The singularly most pervasive and persistent paradigm in computing to date is OOD & OOP, and it would be a brave man to predict either it's demise or supercedence.
OO is not inherently relational nor is it easily transmuted into the relational abstraction. It is easy and productive to design OO-systems that contain recursive, many-to-many and inherited data-structures. Converting between these and a relational model for the purposes of persistence is slow, messy, laborious and fraught with traps for the application programmer. Whilst the rules are pretty clearly defined and a DBA fully conversant with relational theory is capable of performing the transformations required, in most shops I have been party to, the RDBMS and the departments that manage them are not set up to assist the application programmer. They are often structured such that problems encountered by the AP with his application data are considered "his problem", and the data he deposits in the RDBMS become detached from his control.
In your example,
(Just consider the amount of reprogramming that you have to do to match what a DBA accomplishes by adding the right index to speed up existing queries.), in most cases, any speed gained by an application by the addition of the right index, would be entirely unnecessary if the data was maintained locally by the application, already so indexed.
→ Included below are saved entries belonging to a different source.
PR #12671, opened 2026-07-01
Fix AFS ConsumedResources CPU truncating to zero on self-requeue

sohankunkerkar:
#### What type of PR is this?

/kind bug

The LocalQueue `Update` predicate always returns `true`, including for status-only updates. When AFS writes `ConsumedResources` to status, the Update event re-enters `Reconcile` within ~40ms instead of the configured `usageSamplingInterval` (5s). The tiny `elapsed` makes the decay alpha near zero, truncating CPU to 0m while memory (much larger in milli-units) keeps rising.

In fact, it is entirely possible to encode the rules for normalisation and conversion of these data structure types such that the conversion to a relational view can be performed auto magically. It should be possible for the OO-programmer to throw his objects at his central data store and have it perform whatever conversions are required to store them. Having every programmer produce code to perform these types of conversions is unproductive and risky. Structuring every application around the constraints, rules and demands of the relational model and the SQL abstraction similarly so. The purpose of an abstraction should be to hide the implementation detail from the concern of the user of the abstraction. Neither the relational model nor SQL do this. They serve only one purpose -- to simplify the task of the RDBMS writer.
As an OO programmer, I want to be able to create an instance of an object and be given an handle to it. If that instance need to persist beyond the life of the program, I want to be able to indicate this at creation time, or invoke a method that causes that to happen. And that should be that.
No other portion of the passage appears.